BEGIN Extracted data

PR #3505, opened 2022-11-24
feat(CL): x/concentrated-liquidity protos (merge to main 5)

p0mvn:
Closes: #XXX

We would like to drop `concentrated-liquidity-main` branch to avoid branch synching overhead. As part of that, we are going to be incrementally merging the current concentrated liquidity feature state to `main`.

All this logic has already been given a round of reviews since we treated `concentrated-liqudiity-main` branch as `main` with appropriate review processes.

This particular PR does the following:
- merges `concentrated-liquidity` module protos

For the latest state of the feature that we are merging, see: https://github.com/osmosis-labs/osmosis/tree/concentrated-liquidity-main

See spec: https://github.com/osmosis-labs/osmosis/pull/3052/files


p0mvn:
Not sure why linter is failing. Maybe it makes more sense to merge the entire `concentrated-liquidity` module all at once

czarcas7ic:
https://github.com/osmosis-labs/osmosis/pull/3506

This is the entire cl module merged instead of just the protos (and by definition the last part of concentrated-liquidity-main that needs to get merged)

If you agree with this approach we can close this PR and merge 3506. Normally I would be against a PR this large, but since we reviewed every PR on their own, I don't think this is problematic.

END Extracted data

Could you output the records in full, exactly as written?

** The answer **
PR #3505, opened 2022-11-24
feat(CL): x/concentrated-liquidity protos (merge to main 5)

p0mvn:
Closes: #XXX

We would like to drop `concentrated-liquidity-main` branch to avoid branch synching overhead. As part of that, we are going to be incrementally merging the current concentrated liquidity feature state to `main`.

All this logic has already been given a round of reviews since we treated `concentrated-liqudiity-main` branch as `main` with appropriate review processes.

This particular PR does the following:
- merges `concentrated-liquidity` module protos

For the latest state of the feature that we are merging, see: https://github.com/osmosis-labs/osmosis/tree/concentrated-liquidity-main

See spec: https://github.com/osmosis-labs/osmosis/pull/3052/files


p0mvn:
Not sure why linter is failing. Maybe it makes more sense to merge the entire `concentrated-liquidity` module all at once

czarcas7ic:
https://github.com/osmosis-labs/osmosis/pull/3506

This is the entire cl module merged instead of just the protos (and by definition the last part of concentrated-liquidity-main that needs to get merged)

If you agree with this approach we can close this PR and merge 3506. Normally I would be against a PR this large, but since we reviewed every PR on their own, I don't think this is problematic.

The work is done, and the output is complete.